LaGrange leased back 70 percent of that capacity to the cable operator for video delivery. The city uses its portion to provide high-speed data services to business and residential customers.

For the first two years, LaGrange residents received free WorldGate ITV service with their basic-cable subscription. Residents who signed on after September 2001 are marketed data service for $39.95 for a download speed of 500 kbps.

Asked for an update on its Georgia partnership, Charter deferred to LaGrange officials.

The symbiotic relationship has been a boon to the city, said LaGrange director of community and economic development Joe Maltese. The plan pushed the city ahead on Charter's upgrade schedule, and brought services LaGrange feared it would never attract, he said.

"We looked at overbuilding, but the model didn't make sense," he said. "Charter would have been hurt financially and so would we. We decided to be more strategic."

The result: 9,100 subscribers out of 10,000 homes passed opted for Charter.

"We don't get happy with increases, but we kind of understand," Maltese said.

Further north, another community is no longer in antagonistic relationship with its investor-owned cable operator. That's because the municipality, Glasgow, Ky., bought out Comcast Corp.'s local operation in April 2001.

Glasgow is one of the oldest overbuilds in the nation. It went live in 1988, competing against then-incumbent Scripps Howard Cable TV.

During its life, the city system attracted 10,000 cable customers, or an estimated 75 percent of the market.

When Comcast bought Scripps's 450-MHz plant in the late 1990s, it tried to compete with a muni that had upgraded to 860 MHz.

"I was surprised when we got the buyout offer, because they have the financial wherewithal to wait us out," said municipal utility superintendent William Ray. "I guess the bean counters prevailed and said, 'Let's get out of there.' "

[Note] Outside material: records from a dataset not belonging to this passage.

PR #2963, opened 2026-07-21
ci: build riscv64 natively on the RISE project runner

PromoFaux:

riscv64 is the only architecture we still cross-build under QEMU, and it's comfortably the slowest leg of the build. The [RISE project](https://riscv-runners.riseproject.dev/docs/getting-started/labels) now offers native RISC-V GitHub Actions runners, so this points the riscv64 matrix entry at their early-access `ubuntu-26.04-riscv` label (Spacemit K3 hardware) and skips QEMU setup and the `--platform` flags on that one native leg via a `native` matrix flag.

Very much an experiment: I want to see whether the job actually gets picked up by their runners and, if so, how the native build times stack up against emulation. Happy to fall back to the GA `ubuntu-24.04-riscv` label, or revert entirely, depending on how it behaves.

---

---

### DIFF
--- a/.github/workflows/build.yml
+++ b/.github/workflows/build.yml
@@ -99,8 +99,13 @@ jobs:
             build_opts: ""
           - platform: linux/riscv64
             bin_name: pihole-FTL-riscv64
-            runner: ubuntu-24.04-arm
+            # Native RISC-V runner from the RISE project (Scaleway EM-RV1) so we
+            # build natively instead of under QEMU emulation. The early-access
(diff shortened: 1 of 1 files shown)


yubiuser:
It seems, it was not picked up...

DL6ER:
Yeah, I think we are at a dead end here. Closing this one. We can later revisit once outside of early-non-working-preview state. But I somehow have the feeling that they will want to see some money at some point. If it is not a fixed amount (but usability-driven) and cheap enough, it may be worth deciding to invest some money here to reduce the pain slow RISCV64 is causing all the time...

Ray claims the utility bought Comcast's 3,400 customers "for a fraction of the going rate." The companies agreed not to specify the buyout terms.

With Comcast gone, the city of Glasgow still maintains low prices. Consumers pay $18.95 for 63 cable channels and can add 30 more digital services for another $15.95. High-speed data is priced at $24.95.

Glasgow funded its buyout with 20-year revenue bonds. Given the city's cable rates, Ray joked, payback will take every day of that 20 years.


Though the technology bubble has burst — eliminating one of the primary reasons for cable overbuilds — interest in municipal broadband operations continues to flourish.

Look for a city where consumer complaints have ballooned, and you'll find officials talking about an overbuild.

For example the neighbors of Braintree, Mass. — home to a longstanding municipal cable system — have peppered officials with questions about following suit, because of complaints about AT&T Broadband.

Neighboring Norwood has authorized its municipal electric department to borrow $10 million to launch a cable operation. And down the road, Taunton's light department may start a cable pilot project.

In May, Mansfield will hold a town meeting to discuss a study on municipal ownership. Other Massachusetts towns are mulling a regional, government-owned network.

City governments also continue to fight cable industry-sponsored legislation that tries to bar municipal utilities from venturing beyond their core businesses.

Virginia recently enacted legislation allowing municipal electric companies, industrial development agencies or economic development agencies to enter the telephone business in communities where there are three or fewer suppliers.

Cable is currently exempted from that list of new businesses. Given the fight that cities put up to get into the telephone business, operators worry that it's just a matter of time before they attack the cable exemption, said Virginia Cable Telecommunications Association president Kathryn Falk.